• SOURCE INFORMATION:
|---|

PR #1616, opened 2023-10-27
feat(components): Implement option and deprecate content

darryltec:
## Motivations

In an effort to simplify the API of Combobox and ensure JO gets a some buffer time before we pull the rug under it this PR is an intermediary state when we do remove the Triggers and Content components within Combobox.

I left the test as is as it is still technically testing what the internal ComboboxContent could do until the refactor comes.

### Added

- Added a Combobox.Option and ensure we only have either the Option or the Content being rendered
- Internalize the logic on building the options

### Changed

- Deprecate Combobox.Content

### Deprecated

- 

### Removed

- 

### Fixed

- 

### Security

- 

## Testing

---

Random photo of Atlantis

### DIFF
--- a/docs/components/Combobox/Web.stories.tsx
+++ b/docs/components/Combobox/Web.stories.tsx
@@ -228,41 +228,39 @@ const ComboboxMultiSelection: ComponentStory<typeof Combobox> = args => {
   const [selected, setSelected] = useState<ComboboxOption[]>([]);
 
   return (
-    <Combobox {...args} multiSelect heading="Teammates">
-      <Combobox.Content
-        options={[
-          { id: "1", label: "Bilbo Baggins" },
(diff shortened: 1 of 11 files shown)


taylorvnoj (approved):
Looks good, tested the validation which looks good but when I click on the Code tab I'm still seeing this error. Strange Storybook thing or? I've done a clean and rebuild but that sentence isn't even in the codebase anymore 🤔 

But I did see the right validation error message when actually building Combobox with Content, etc

Screenshot 2023-10-30 at 5 22 55 PM

darryltec:
> But I did see the right validation error message when actually building Combobox with Content, etc

Unfortunately, Code is dependent on production where that error exist. Should go away once this is released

|---|

• WHAT TO WORK ON:
Select, from the listing, all lines that include the word "right".

• EXERCISE RESPONSE:
But I did see the right validation error message when actually building Combobox with Content, etc
> But I did see the right validation error message when actually building Combobox with Content, etc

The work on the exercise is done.